YOUR ASSIGNMENT: Word for word, restate the lines of the data from the first through the one containing "i dont think", and nothing else.

Saved entries
PR #1169, opened 2024-01-22
Update dark-omni-gray-pink.mdx

ricardodd2:
Since dark omni has only one card of each rank, soft good touch principle loses its purpose

### DIFF
--- a/docs/variant-specific/dark-omni-gray-pink.mdx
+++ b/docs/variant-specific/dark-omni-gray-pink.mdx
@@ -9,7 +9,8 @@ These conventions apply to any variant with a dark omni suit or a gray pink suit
 
 ### Inheritance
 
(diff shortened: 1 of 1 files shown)


Zamiell:
isn't this self evident?
i dont think this makes the docs better, it just kind of adds extra noise that makes this line harder to read

ricardodd2:
They asked me to do the pull after game: https://hanab.live/replay/1099073#35. Where one person was claiming that b4 shouldn't play on turn 35 because of soft good touch principle. I think that not writing anything makes it unclear. If adding it the way I did makes the text hard to read I suggest trying to find another way to communicate it. What about adding an extra line like "- Exeption: Soft Good Touch Principle no longer applies to dark omni".

Zamiell:
ok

RESPONSE AREA:
PR #1169, opened 2024-01-22
Update dark-omni-gray-pink.mdx

ricardodd2:
Since dark omni has only one card of each rank, soft good touch principle loses its purpose

### DIFF
--- a/docs/variant-specific/dark-omni-gray-pink.mdx
+++ b/docs/variant-specific/dark-omni-gray-pink.mdx
@@ -9,7 +9,8 @@ These conventions apply to any variant with a dark omni suit or a gray pink suit
 
 ### Inheritance
 
(diff shortened: 1 of 1 files shown)


Zamiell:
isn't this self evident?
i dont think this makes the docs better, it just kind of adds extra noise that makes this line harder to read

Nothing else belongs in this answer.